#### [PROBLEM DESCRIPTION]
Look through the material below. Copy every line with the string "imported" in it.

#### [DATA RECORDS]

Issue #3430, opened 2026-08-14
Offline account root: enable a device by imported certificate, with no root on the node


chefsale:
## Summary

An account root can be exported and imported as a recovery phrase, but it cannot be
kept *offline*: no node can operate under a certificate its root signed elsewhere.
The account/device split is designed so the root signs certificates and nothing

#### [WRITTEN RESPONSE]
Offline account root: enable a device by imported certificate, with no root on the node
An account root can be exported and imported as a recovery phrase, but it cannot be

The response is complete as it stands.